DIRECTIONS FOR THIS TASK: The expected response is a copy of every line in the entries below that includes the word "Python".

PROVIDED DATA:
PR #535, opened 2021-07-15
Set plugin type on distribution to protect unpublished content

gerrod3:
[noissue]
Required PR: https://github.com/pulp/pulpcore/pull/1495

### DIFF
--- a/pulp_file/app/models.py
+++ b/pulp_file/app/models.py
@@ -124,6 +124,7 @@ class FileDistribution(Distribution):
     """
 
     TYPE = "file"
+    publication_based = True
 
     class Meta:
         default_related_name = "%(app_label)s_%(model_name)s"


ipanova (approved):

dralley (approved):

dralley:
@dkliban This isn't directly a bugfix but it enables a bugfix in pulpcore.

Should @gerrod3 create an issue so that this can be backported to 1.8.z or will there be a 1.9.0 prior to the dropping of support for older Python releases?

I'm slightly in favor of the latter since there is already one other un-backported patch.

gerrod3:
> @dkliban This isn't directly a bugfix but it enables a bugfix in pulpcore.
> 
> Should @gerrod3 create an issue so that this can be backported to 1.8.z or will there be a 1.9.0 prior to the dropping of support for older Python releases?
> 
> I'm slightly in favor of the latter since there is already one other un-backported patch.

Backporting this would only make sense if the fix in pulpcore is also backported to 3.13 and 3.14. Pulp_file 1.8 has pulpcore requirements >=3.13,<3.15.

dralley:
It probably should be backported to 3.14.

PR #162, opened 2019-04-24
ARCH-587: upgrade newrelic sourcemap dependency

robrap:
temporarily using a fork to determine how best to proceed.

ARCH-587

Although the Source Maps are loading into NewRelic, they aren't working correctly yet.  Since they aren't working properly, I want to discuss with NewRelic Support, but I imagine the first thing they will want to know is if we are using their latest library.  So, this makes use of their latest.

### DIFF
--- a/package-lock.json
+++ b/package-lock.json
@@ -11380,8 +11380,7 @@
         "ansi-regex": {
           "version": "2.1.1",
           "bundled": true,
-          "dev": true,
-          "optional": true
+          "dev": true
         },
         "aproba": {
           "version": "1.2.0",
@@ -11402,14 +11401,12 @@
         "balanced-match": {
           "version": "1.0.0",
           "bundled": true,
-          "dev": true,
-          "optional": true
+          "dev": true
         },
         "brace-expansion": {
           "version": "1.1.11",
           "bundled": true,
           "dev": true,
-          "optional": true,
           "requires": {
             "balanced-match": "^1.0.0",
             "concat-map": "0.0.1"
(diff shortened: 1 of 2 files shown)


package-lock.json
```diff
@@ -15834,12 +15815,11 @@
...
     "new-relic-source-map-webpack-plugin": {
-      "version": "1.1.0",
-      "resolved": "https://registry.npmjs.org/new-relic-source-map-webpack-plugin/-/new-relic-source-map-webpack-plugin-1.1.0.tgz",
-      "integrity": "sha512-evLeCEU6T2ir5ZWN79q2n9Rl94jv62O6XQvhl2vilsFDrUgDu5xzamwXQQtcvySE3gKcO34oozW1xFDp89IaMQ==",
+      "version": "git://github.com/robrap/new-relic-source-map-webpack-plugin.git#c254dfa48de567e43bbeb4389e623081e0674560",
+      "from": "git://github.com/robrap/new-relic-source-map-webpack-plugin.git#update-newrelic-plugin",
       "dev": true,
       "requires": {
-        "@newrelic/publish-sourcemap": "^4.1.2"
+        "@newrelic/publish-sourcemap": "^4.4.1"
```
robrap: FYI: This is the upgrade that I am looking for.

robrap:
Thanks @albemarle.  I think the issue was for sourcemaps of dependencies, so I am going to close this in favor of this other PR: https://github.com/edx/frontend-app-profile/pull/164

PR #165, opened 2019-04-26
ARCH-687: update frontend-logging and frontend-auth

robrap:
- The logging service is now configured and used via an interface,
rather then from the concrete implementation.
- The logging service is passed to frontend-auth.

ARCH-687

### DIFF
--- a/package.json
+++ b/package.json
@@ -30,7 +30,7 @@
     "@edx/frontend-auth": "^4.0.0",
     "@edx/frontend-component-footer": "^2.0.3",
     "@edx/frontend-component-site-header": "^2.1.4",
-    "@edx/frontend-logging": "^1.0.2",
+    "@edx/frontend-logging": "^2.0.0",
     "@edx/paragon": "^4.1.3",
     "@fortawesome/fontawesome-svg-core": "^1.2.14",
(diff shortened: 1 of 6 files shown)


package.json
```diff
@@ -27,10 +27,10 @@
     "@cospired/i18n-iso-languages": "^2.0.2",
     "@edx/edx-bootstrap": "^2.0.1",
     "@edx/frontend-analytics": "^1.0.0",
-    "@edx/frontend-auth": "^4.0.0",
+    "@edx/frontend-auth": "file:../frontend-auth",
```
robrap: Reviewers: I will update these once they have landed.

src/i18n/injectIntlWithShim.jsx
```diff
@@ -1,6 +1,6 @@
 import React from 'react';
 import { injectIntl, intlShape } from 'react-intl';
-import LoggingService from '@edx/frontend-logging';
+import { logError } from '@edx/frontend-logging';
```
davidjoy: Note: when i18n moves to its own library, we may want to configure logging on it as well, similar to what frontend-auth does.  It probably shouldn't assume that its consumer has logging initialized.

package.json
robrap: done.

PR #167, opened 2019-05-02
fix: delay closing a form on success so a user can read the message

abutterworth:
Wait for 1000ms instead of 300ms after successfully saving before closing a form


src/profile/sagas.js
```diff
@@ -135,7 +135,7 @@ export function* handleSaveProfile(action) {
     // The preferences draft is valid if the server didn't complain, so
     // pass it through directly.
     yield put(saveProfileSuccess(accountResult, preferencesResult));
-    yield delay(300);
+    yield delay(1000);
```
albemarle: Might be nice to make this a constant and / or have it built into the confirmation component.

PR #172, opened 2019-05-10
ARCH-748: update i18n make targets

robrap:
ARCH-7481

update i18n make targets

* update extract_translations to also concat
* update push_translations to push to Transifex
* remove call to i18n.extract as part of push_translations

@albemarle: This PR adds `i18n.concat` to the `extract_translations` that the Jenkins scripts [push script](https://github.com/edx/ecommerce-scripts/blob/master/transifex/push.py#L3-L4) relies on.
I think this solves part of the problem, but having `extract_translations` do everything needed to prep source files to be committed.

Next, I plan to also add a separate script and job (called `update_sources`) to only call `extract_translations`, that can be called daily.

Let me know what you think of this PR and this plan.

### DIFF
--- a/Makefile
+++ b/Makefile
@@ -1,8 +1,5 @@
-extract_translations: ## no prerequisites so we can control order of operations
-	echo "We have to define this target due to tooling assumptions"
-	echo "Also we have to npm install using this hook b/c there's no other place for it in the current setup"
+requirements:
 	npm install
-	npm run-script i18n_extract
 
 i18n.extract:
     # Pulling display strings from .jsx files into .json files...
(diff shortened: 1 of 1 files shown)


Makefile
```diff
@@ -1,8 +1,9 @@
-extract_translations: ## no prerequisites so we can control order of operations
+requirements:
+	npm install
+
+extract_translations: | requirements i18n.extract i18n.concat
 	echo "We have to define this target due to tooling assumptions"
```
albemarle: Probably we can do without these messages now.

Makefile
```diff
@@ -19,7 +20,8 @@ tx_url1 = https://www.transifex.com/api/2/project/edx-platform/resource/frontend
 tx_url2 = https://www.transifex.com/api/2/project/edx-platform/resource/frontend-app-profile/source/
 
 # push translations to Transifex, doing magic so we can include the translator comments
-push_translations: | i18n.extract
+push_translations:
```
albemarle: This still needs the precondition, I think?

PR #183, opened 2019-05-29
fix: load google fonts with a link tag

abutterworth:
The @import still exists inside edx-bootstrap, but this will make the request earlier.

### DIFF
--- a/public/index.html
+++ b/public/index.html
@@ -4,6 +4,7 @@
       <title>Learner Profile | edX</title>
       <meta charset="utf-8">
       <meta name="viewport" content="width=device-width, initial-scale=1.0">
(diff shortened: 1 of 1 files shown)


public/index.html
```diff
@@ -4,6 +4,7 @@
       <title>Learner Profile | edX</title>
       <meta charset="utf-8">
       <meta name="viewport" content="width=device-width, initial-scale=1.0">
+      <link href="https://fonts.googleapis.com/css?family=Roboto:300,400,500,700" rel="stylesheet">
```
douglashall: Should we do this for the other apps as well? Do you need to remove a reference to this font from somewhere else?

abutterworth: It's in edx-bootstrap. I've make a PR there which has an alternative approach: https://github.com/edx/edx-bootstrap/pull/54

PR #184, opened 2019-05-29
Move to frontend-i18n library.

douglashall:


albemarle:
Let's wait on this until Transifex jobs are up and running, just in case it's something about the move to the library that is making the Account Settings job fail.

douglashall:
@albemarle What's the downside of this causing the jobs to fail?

TASK RESPONSE:
Should @gerrod3 create an issue so that this can be backported to 1.8.z or will there be a 1.9.0 prior to the dropping of support for older Python releases?
> Should @gerrod3 create an issue so that this can be backported to 1.8.z or will there be a 1.9.0 prior to the dropping of support for older Python releases?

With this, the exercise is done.